パンが食べたい

パンが食べたい

 そのスーツ姿の男は、コンビニにいた。日付の変わったころ。パンコーナーの棚の前で、迷っていた。すると、横から細い手がのびてくる。同じ年ごろの女性が、崎山パンの「ランチパッケージ」を手に取り、レジに向かった。その棚にはもう、ランチパッケージはなかった。

  斉田伸介は、健康機器販売会社に入社し、3年目。仕事もこなれてきたころだ。この日は外回りの営業も一段落し、内勤をしていた。昼休み、マクドナルドでテイクアウトしたハンバーガーとフライドポテトを食べながら、パソコンの画面をのぞいていた。

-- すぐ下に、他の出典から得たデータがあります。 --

PR #1370, opened 2023-02-28
Fix a misparser where we would classify a call to 'open' as a DeclModifier

ahoppen:
While I was working on this, I also noticed that we forgot to pass `isAtTopLevel` in a few places. They didn’t really matter here but I made sure to correctly pass the flag regardless.

### DIFF
--- a/Sources/SwiftParser/Declarations.swift
+++ b/Sources/SwiftParser/Declarations.swift
@@ -60,7 +60,9 @@ extension TokenConsumer {
         modifierProgress.evaluate(subparser.currentToken)
       {
         subparser.eat(handle)
-        if subparser.at(.leftParen) && modifierKind.canHaveParenthesizedArgument {
+        if modifierKind != .open && subparser.at(.leftParen) && modifierKind.canHaveParenthesizedArgument {
+          // When determining whether we are at a declaration, don't consume anything in parentheses after 'open'
+          // so we don't consider a function call to open as a decl modifier. This matches the C++ parser.
           subparser.consumeAnyToken()
           subparser.consume(to: .rightParen)
         }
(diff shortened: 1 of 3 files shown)


ahoppen:
@swift-ci Please test

ahoppen:
@swift-ci Please test Windows

Sources/SwiftParser/Declarations.swift
```diff
@@ -60,7 +60,9 @@ extension TokenConsumer {
         modifierProgress.evaluate(subparser.currentToken)
       {
         subparser.eat(handle)
-        if subparser.at(.leftParen) && modifierKind.canHaveParenthesizedArgument {
+        if modifierKind != .open && subparser.at(.leftParen) && modifierKind.canHaveParenthesizedArgument {
```
bnbarham, line 63: Why only for `open`?

Tests/SwiftParserTest/DeclarationTests.swift
```diff
@@ -286,7 +286,11 @@ final class DeclarationTests: XCTestCase {
       fileprivate fileprivate(set) var fileprivateProp = 0
       private private(set) var privateProp = 0
       internal(set) var defaultProp = 0
-      """
+      """,
+      diagnostics: [
```
bnbarham, line 290: `open open(set) var openProp = 0` is valid isn't it? Pointless, but valid 😅?

Sources/SwiftParser/Declarations.swift
ahoppen: Because all the other access modifiers are lexer classified keywords and thus can’t be used as function base names.

Tests/SwiftParserTest/DeclarationTests.swift
ahoppen: Yes, I agree that it should be valid but it’s rejected with the same error in the C++ parser.

Also, related, I would imagine that

```swift
func foo() {
  var open = 1
  open 
  var myVar = 2
}
```

is valid but it’s rejected in the C++ parser and the safest thing I can think of doing is to also reject it in the new parser. Any new heuristics to disambiguate `open` as an identifier vs decl modifier might introduce new source breakage.

bnbarham: Ah. It fails top level but doesn't fail when it's a member. Ie.
```
class Foo {
  open open(set) var openProp = 0
}
```
is fine.

PR #1774, opened 2023-06-13
[Macros] Opaque params in expansion functions in macro protocols

rintaro:
Aligning with macro evolution proposals. Should be NFC for compilation.
But editor functionalities like code completion are affected by this, and `some` is preferred over explicit generic parameters.


rintaro:
@swift-ci Please test

rintaro:
@swift-ci Please test macOS

PR #1777, opened 2023-06-13
Fix warnings when generating documentation using docc

ahoppen:


ahoppen:
@swift-ci Please test

Sources/SwiftParser/Parser.swift
```diff
@@ -46,7 +46,7 @@
 ///     /*  */
 ///     let rbrace = self.expect(.rightBrace)
 ///
-/// Unlike ``TokenConsumer/eat(_:)``, ``Parser/expect(_:remapping:)`` returns
+/// Unlike `TokenConsumer.eat(_:)`, `Parser.expect(_:remapping:)` returns
```
bnbarham, line 49: Is there no way to link to these (and all the others that had similar treatment)?

ahoppen: No, because `TokenConsumer.eat` is not public, it doesn’t show up in the generated documentation and hence there’s no way to link to it.

bnbarham: Ah I see 👍

bnbarham (approved):

PR #1758, opened 2023-06-09
assertMacroExpansion should assert if there are errors

bnbarham:
Invalid macro expansions should generate an assertion in `assertMacroExpansion` rather than being ignored.

PR #1785, opened 2023-06-14
[5.9] assertMacroExpansion should assert if there are errors

bnbarham:
* Explanation: `assertMacroExpansion` is used for testing macro expansions. It should check that the expanded macro is itself valid.
* Scope: Macro unit testing
* Risk: Very low. It's possible some existing tests may now fail, but that means that the underlying expansion needs to be updated.
* Original PR: https://github.com/apple/swift-syntax/pull/1758


bnbarham:
@swift-ci please test

bnbarham:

  目的は、大好物のランチパッケージの新作を調べるためだ。ピーナッツバターやたまごなどの定番から、スパゲティや唐揚げなどバラエティーに富んだものまで、パンに包み込む。食べる時に手を汚さない手軽さと、ふわふわと柔らかい食感が好きだ。世間でも人気があり、ずらりと並んだコンビニの棚は、時間帯をまちがえると、空っぽである。最近は、大学とのコラボが話題だ。

  「新しいの、出てないかなぁ」
 少しウキウキした気分で、検索エンジンに「ランチパッケージ」と打ち込む。すると、関連の検索ワードが、目に 止まった。

「臭素酸カリウム」

 文系人間なので、化学の知識はほとんどないが、「カリウム」という単語には、さすがに違和感を覚えた。「ランチパッケージ」「臭素酸カリウム」 の2語で検索すると、多くのサイトがヒットした。1つをクリックしてみる。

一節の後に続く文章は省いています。